BEX - Q3 2014 interim - chart 1

Despite the concern, and speculation the Australian currency is heading for parity with the US dollar, the manufacturing sector has raised its outlook for profits and sales to 10-year highs. D&B's survey has found that forty-six per cent of manufacturers anticipate higher profits in the third quarter while 15 per cent expect reduced earnings. Additionally, 57 per cent expect increased sales, while nine per cent forecast weaker trade.

Wholesalers are equally upbeat about business, with 43 per cent expecting a lift in their earnings in the next quarter compared to 18 per cent forecasting a fall.
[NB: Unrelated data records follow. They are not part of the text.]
PR #2607, opened 2025-12-26
feat(config): add environment variable support for all taskrc options

### LINKED ISSUE #1066: add environment variable-based configuration

vmaerten:
# Summary

Fixes #1066 
  Add environment variable support for all taskrc configuration options. Allow users to configure Task via `TASK_*` environment variables (e.g., `TASK_VERBOSE`, `TASK_COLOR`, `TASK_CONCURRENCY`) with priority: CLI flags > env vars > taskrc config > defaults.

  - Add typed env var helpers (`GetTaskEnvBool`, `GetTaskEnvInt`, `GetTaskEnvDuration`, `GetTaskEnvString`, `GetTaskEnvStringSlice`) in `internal/env`
  - Update `getConfig` to check env vars before falling back to taskrc
  - Support all existing taskrc options: `VERBOSE`, `COLOR`, `CONCURRENCY`, `FAILFAST`, `DISABLE_FUZZY`, `REMOTE_*` (insecure, offline, timeout, cache-expiry, cache-dir, trusted-hosts)

### DIFF
--- a/website/src/docs/reference/cli.md
+++ b/website/src/docs/reference/cli.md
@@ -332,6 +332,8 @@ Task automatically detects non-TTY environments (like CI pipelines) and
 skips prompts. This flag can also be set in `.taskrc.yml` to enable prompts
 by default.
 
+- **Environment variable**: [`TASK_INTERACTIVE`](./environment.md#task-interactive)
+
 ```bash
 task deploy --interactive
 ```
--- a/website/src/docs/reference/environment.md
+++ b/website/src/docs/reference/environment.md
@@ -75,6 +75,12 @@ variables. The priority order is: CLI flags > environment variables > config fil
 - **Default**: `false`
 - **Description**: Assume "yes" as answer to all prompts
 
+### `TASK_INTERACTIVE`
+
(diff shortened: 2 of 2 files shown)


trulede:
@vmaerten could we also address #1066 in this PR? I think what you have in the PR would be adaptable.

vmaerten:
> @vmaerten could we also address #1066 in this PR? I think what you have in the PR would be adaptable.

Yes! It's the plan :) 
I need to find the time to finish it!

In addition, 56 per cent anticipate they will see stronger sales, compared to seven per cent which expect reduced activity.

The positive responses from manufacturers and wholesalers, however, have been offset by softer expectations from other industries.

While the all-industries sales expectations index is flat, at 33.4, the profits expectations index has eased for a second consecutive quarter following a reassessment of earnings from the transportation, communications & utilities; finance, insurance & real estate; services; and retail sectors.

Retailers have significantly pulled back their expectations, with the sector's profits index dropping into negative territory for the first time since mid-2012. Compared to the 21 per cent forecasting a lift in earnings, 25 per cent of retailers are expecting a fall, which has taken the retail profits index to -4.0 points for Q3 2014, down from 7.7 points last quarter and 2.0 points in 2013.

BEX - Q3 2014 interim - chart 2

"The fall in expected earnings for retailers is reflective of the mood among consumers, which has dropped significantly following the release of the budget," said Gareth Jones, CEO of Dun & Bradstreet-Australia and New Zealand.

"Combined with soft wages growth, and signs from D&B's Consumer Financial Stress Index that individuals are finding conditions more difficult, it's unsurprising that many businesses expect to see spending levels fall away.

"Despite the slide in expected profits, the general outlook compared to last year is healthy, with the consolidation of hiring intentions, in particular, indicating there is optimism about the overall direction of the economy," Mr Jones added.

In addition to 62 per cent of respondents indicating confidence about growth this year, compared to 2013, D&B's survey reveals that business expectations have remained higher than last year despite marginal quarter-on-quarter declines in the sales, profits and selling prices indices.

Encouragingly, following the better-than-expected 5.8 per cent unemployment rate released by the ABS last month, hiring expectations have lifted for a fourth consecutive quarter. Twenty-one per cent of businesses planning to add workers during Q3 2014, compared to the nine per cent intending to cut staff. This has taken the employment index to 11.6 points, up from 9.2 points last quarter and -3.3 points last year.

BEX - Q3 2014 interim - chart 3

"Despite concerns from business about the potential impact of the budget, expectations are, on balance, favourable for the next three months," said Stephen Koukoulas, Dun & Bradstreet's Economic Advisor.

"Most positive is the expected ongoing lift in employment and capital investment; two critical areas which are now trending upwards after soft measures in the latter part of 2013.

"A slight concern for the economy is presented by the quarterly falls in profits and sales expectations, which if realised point to economic growth remaining only near trend.

"In a welcome sign for the inflation outlook, however, expected selling prices are edging lower after sharp rises through to the June quarter," Mr Koukoulas noted.

"It does appear that inflation pressures are moderating, which may be due to the slightly higher Australian dollar over recent months."